WORK ORDER: Please give the count of lines below with the string "controlling" in them, and no other words.

SUPPLIED ENTRIES:
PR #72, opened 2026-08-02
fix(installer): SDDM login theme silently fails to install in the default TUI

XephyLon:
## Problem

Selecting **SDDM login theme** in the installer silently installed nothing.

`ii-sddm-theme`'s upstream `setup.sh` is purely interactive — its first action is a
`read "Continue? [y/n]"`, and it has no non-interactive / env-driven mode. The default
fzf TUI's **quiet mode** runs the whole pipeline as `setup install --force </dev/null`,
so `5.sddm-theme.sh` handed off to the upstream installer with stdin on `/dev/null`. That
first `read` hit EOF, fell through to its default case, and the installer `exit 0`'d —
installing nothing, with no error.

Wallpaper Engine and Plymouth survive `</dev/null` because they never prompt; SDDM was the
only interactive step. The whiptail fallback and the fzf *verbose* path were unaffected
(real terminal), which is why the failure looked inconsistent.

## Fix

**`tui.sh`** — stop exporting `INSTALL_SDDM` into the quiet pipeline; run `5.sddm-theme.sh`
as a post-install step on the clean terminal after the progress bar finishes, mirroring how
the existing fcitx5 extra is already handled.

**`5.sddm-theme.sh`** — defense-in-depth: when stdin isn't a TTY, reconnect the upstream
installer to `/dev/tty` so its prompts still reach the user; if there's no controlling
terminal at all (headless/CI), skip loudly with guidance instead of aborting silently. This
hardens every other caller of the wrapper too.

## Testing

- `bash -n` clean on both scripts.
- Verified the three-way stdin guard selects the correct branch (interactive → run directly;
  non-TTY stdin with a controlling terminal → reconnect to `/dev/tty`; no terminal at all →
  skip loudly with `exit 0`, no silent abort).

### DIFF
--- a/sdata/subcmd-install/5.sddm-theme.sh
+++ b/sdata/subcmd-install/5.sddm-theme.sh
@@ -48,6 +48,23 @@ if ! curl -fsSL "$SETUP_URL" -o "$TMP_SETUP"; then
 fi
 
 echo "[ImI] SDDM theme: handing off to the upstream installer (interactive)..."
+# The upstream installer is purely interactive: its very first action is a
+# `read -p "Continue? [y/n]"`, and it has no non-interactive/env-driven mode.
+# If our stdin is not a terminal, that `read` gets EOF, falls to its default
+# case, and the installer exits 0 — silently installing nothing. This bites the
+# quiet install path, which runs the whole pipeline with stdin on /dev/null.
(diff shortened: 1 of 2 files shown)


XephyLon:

EXERCISE OUTPUT: 2